### EXERCISE MATERIAL
◇ ◇ ◇ ◇
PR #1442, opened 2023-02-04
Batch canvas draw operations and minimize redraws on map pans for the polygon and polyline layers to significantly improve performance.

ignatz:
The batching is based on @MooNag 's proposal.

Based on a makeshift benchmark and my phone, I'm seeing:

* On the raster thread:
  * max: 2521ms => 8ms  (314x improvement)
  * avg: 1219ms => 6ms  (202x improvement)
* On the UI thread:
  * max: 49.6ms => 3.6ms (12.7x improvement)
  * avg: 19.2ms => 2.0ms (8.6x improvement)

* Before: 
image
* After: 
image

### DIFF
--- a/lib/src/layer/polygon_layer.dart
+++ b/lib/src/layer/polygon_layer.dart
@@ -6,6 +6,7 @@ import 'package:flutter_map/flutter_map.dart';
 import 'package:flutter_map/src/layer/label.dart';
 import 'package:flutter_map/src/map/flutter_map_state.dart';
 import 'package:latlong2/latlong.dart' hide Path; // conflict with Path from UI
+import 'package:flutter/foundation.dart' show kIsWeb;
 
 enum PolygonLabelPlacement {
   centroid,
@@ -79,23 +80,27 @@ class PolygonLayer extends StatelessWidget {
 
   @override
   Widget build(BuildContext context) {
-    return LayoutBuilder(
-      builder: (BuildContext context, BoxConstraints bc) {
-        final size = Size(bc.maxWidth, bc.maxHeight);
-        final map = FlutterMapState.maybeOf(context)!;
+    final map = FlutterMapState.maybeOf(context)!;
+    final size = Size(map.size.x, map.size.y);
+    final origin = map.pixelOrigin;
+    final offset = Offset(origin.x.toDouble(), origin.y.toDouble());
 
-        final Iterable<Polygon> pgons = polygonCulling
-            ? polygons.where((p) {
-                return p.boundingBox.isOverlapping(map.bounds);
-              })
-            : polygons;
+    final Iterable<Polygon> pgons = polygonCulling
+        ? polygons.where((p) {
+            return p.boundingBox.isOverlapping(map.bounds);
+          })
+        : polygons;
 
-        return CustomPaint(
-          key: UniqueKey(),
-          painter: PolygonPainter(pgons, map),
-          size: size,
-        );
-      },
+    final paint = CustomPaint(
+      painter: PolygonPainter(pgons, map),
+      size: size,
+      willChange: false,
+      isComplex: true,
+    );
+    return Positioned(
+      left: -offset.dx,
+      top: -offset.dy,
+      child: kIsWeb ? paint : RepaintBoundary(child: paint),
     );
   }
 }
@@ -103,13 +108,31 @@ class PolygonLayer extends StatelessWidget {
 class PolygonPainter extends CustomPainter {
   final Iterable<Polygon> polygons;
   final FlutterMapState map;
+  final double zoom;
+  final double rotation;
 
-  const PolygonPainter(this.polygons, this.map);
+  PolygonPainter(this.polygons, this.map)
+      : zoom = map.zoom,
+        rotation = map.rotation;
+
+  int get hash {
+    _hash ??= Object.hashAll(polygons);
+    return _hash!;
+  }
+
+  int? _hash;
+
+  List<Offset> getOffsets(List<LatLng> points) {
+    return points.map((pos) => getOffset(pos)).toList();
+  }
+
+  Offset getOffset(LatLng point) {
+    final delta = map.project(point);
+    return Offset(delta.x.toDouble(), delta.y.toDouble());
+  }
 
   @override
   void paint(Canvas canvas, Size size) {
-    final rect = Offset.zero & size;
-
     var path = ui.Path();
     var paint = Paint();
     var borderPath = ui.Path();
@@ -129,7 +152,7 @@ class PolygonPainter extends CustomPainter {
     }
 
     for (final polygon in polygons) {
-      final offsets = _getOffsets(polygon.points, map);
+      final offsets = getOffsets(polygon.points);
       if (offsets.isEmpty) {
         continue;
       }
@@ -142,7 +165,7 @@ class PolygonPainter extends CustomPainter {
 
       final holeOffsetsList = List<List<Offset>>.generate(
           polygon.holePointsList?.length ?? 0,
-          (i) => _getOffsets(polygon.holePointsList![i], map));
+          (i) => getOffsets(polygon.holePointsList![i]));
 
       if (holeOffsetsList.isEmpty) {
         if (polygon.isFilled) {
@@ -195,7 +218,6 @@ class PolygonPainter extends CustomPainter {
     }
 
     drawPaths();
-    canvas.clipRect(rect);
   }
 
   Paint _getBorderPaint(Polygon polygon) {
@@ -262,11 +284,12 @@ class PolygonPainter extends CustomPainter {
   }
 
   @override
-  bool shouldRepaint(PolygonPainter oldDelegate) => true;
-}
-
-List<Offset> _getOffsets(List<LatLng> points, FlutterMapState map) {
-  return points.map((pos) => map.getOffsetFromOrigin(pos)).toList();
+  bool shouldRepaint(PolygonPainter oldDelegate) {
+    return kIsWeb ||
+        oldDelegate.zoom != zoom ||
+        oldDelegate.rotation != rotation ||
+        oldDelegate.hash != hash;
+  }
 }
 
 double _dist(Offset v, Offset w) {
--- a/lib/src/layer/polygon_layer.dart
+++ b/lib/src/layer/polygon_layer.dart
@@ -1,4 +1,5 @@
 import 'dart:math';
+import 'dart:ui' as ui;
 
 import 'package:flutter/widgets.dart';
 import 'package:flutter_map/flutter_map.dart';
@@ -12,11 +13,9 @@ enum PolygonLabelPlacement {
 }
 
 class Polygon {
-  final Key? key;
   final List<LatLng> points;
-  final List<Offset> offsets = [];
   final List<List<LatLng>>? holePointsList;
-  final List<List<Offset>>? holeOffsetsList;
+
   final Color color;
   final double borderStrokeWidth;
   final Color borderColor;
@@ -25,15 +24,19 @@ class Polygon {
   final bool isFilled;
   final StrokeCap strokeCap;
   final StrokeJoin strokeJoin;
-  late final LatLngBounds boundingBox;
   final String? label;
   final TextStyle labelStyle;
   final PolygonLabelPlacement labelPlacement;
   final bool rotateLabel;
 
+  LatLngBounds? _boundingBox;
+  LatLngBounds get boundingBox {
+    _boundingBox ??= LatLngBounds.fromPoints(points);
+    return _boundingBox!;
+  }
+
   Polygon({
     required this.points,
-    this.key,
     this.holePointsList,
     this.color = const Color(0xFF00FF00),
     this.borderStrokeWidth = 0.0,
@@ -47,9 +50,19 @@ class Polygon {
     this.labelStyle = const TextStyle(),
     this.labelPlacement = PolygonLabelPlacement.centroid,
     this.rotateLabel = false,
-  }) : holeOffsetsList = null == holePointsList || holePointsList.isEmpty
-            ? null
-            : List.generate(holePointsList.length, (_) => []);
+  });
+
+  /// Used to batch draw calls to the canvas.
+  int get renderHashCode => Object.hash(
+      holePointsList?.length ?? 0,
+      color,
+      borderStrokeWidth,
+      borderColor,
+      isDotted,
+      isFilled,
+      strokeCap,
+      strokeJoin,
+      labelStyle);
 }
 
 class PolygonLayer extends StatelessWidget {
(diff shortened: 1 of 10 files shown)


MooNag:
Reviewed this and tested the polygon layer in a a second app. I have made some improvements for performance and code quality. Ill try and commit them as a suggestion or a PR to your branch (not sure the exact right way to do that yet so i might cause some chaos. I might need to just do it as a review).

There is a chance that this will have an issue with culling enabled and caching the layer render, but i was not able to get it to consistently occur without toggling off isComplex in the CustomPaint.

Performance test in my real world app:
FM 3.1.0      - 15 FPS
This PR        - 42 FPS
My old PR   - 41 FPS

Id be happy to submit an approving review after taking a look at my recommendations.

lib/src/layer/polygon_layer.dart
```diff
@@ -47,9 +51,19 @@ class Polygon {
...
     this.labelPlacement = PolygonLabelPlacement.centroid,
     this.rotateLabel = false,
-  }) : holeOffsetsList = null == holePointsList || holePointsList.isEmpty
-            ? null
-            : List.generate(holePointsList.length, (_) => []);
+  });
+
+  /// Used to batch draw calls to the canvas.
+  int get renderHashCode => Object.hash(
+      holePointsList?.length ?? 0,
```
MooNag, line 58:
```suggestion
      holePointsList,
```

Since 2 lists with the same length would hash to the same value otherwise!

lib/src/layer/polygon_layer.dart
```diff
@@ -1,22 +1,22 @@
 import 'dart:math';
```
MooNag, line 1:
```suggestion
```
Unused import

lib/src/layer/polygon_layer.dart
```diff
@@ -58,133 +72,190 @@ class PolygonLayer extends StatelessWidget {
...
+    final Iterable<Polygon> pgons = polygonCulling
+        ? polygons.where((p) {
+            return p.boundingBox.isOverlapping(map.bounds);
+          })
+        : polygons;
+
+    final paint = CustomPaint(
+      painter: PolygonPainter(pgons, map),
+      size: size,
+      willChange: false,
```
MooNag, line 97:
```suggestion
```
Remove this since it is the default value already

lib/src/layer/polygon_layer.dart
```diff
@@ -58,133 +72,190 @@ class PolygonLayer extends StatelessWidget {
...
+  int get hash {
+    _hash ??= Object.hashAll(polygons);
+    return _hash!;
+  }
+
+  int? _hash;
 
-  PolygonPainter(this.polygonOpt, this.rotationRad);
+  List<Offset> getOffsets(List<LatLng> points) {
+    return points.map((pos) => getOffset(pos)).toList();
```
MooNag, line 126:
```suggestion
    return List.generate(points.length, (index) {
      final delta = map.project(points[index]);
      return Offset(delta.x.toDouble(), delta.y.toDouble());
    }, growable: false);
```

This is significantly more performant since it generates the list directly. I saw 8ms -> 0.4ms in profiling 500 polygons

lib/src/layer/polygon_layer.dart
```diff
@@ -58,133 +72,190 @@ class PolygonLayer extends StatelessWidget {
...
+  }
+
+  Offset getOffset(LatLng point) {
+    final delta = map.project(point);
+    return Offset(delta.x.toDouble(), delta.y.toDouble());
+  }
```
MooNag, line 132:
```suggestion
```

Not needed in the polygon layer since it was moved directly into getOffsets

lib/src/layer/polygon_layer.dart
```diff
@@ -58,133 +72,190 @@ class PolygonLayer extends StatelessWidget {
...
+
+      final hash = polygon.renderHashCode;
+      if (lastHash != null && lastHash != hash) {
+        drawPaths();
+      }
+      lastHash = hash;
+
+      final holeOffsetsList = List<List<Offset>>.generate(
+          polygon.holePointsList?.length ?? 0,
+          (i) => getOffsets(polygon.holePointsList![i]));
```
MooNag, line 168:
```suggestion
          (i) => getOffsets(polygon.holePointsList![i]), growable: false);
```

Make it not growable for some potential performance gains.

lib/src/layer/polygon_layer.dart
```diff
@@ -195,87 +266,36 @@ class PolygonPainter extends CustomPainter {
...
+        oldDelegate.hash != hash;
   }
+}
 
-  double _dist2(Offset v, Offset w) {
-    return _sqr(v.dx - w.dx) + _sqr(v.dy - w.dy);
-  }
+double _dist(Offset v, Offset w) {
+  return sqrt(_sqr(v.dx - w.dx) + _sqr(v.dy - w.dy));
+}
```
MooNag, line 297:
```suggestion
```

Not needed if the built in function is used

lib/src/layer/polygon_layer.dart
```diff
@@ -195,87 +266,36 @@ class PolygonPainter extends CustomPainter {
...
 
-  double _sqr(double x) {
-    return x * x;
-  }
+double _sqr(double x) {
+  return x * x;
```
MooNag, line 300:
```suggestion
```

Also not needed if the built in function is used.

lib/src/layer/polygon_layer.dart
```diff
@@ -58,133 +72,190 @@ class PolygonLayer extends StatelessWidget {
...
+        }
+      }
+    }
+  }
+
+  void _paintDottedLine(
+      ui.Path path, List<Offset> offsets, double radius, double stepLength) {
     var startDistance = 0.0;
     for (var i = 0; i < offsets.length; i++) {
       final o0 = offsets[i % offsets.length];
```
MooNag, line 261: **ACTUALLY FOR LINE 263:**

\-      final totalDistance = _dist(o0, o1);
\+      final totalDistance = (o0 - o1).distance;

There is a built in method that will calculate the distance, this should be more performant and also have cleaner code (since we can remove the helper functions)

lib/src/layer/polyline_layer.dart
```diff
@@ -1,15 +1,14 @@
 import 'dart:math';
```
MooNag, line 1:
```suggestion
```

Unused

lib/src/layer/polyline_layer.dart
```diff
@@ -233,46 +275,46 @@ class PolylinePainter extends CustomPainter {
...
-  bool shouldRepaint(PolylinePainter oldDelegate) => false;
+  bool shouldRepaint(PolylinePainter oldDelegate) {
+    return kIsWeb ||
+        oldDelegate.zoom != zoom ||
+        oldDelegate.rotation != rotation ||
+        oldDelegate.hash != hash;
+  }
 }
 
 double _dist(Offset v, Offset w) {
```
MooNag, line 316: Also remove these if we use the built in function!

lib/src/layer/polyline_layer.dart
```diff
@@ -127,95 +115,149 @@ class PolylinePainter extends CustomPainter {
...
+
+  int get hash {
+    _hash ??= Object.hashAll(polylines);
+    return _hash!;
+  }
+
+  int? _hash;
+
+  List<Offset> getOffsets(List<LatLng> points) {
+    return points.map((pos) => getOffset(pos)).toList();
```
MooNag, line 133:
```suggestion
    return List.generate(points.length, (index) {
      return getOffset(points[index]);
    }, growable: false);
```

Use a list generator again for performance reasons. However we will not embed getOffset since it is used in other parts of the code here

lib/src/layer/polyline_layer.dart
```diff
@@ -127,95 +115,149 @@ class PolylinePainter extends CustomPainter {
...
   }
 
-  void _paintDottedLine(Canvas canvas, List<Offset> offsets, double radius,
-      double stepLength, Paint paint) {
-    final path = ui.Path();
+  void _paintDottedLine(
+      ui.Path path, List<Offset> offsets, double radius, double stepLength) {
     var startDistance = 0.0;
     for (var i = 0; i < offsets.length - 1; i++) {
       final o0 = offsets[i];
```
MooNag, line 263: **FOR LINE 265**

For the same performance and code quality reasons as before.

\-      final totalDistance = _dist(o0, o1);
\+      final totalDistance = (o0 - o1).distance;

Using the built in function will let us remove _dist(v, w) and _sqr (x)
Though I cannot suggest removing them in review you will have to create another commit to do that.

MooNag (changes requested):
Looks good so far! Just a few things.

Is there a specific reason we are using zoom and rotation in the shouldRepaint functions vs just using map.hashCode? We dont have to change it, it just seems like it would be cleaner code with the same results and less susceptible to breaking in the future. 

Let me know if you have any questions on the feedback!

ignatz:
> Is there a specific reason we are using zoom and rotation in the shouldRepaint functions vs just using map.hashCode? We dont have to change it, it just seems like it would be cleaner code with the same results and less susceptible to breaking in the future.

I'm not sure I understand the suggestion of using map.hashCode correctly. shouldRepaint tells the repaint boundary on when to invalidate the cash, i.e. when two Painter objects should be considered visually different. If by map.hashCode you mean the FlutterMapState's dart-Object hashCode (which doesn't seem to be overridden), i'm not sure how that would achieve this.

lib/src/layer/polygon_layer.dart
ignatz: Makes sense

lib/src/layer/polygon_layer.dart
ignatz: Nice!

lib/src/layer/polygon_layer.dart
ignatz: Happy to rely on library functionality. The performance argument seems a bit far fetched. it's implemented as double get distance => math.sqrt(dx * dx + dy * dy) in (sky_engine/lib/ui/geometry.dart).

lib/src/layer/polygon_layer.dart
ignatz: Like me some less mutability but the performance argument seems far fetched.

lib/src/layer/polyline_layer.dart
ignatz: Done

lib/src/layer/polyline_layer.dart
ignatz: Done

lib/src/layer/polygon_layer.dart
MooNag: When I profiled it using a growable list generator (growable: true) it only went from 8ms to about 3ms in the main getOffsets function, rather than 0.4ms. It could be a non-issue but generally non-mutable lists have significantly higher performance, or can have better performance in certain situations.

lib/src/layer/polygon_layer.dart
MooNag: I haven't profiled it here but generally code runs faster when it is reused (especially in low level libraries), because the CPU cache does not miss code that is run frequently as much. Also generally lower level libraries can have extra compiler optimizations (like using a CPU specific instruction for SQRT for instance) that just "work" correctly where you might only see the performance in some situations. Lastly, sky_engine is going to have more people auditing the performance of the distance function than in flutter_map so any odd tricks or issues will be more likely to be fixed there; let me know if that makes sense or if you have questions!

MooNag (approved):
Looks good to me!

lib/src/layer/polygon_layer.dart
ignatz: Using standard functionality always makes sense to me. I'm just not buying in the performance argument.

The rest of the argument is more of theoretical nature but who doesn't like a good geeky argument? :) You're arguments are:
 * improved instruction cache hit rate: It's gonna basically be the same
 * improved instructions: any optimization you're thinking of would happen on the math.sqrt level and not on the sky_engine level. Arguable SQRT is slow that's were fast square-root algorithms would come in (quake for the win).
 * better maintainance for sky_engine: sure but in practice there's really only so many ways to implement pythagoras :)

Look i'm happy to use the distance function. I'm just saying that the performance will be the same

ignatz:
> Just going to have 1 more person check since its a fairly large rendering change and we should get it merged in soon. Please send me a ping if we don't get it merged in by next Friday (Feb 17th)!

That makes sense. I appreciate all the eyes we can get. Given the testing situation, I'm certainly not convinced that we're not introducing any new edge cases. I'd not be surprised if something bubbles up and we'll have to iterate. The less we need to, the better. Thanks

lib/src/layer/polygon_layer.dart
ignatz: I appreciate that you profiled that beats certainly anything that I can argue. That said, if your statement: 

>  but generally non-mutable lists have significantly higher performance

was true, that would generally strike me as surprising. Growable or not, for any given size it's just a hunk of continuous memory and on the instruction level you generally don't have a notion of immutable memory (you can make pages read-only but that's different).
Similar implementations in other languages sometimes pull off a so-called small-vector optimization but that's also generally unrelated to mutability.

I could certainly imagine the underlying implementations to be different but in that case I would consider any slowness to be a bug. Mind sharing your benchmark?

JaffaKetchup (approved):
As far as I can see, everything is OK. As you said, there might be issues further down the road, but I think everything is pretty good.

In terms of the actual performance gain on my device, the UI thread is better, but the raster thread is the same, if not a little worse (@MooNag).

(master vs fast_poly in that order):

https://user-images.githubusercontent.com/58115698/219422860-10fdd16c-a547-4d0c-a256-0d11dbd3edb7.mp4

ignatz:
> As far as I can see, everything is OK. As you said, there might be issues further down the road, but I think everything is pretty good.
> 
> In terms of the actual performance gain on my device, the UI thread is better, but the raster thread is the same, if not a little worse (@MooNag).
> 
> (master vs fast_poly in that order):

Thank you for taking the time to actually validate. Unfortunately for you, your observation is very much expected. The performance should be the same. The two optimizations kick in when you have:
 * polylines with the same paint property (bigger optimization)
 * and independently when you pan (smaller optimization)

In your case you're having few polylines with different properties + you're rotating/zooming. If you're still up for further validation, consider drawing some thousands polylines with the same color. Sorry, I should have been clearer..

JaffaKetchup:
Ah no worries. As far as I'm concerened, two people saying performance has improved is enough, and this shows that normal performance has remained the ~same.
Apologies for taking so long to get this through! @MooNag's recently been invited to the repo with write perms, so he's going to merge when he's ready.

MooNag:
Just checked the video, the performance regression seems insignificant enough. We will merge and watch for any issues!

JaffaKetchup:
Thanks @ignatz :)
◇ ◇ ◇ ◇
### WORK REQUIRED
Copy out every line above where "higher" is present.

### EXERCISE SOLUTION
MooNag: When I profiled it using a growable list generator (growable: true) it only went from 8ms to about 3ms in the main getOffsets function, rather than 0.4ms. It could be a non-issue but generally non-mutable lists have significantly higher performance, or can have better performance in certain situations.
>  but generally non-mutable lists have significantly higher performance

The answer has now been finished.